==== Provided material ====
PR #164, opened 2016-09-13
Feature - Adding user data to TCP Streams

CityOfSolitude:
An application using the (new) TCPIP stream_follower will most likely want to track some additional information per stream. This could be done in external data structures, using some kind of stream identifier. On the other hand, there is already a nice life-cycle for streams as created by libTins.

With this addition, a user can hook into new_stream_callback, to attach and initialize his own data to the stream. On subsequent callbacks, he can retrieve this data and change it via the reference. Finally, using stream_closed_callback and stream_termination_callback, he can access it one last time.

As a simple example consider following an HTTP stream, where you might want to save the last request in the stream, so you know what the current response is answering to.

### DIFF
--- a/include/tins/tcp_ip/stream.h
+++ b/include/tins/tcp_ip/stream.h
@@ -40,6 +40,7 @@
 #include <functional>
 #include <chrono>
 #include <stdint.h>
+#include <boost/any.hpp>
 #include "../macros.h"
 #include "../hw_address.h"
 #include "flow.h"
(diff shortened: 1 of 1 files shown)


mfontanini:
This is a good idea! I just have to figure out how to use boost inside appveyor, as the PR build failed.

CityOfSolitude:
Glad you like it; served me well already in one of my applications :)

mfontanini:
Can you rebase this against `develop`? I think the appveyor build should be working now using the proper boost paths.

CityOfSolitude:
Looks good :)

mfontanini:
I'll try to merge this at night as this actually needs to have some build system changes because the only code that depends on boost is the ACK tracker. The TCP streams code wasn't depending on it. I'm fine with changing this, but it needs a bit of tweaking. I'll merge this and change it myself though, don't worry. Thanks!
====
* About this task: Across the lines of the material above, tally those holding the word "include" and state the number by itself.

* Task answer: 9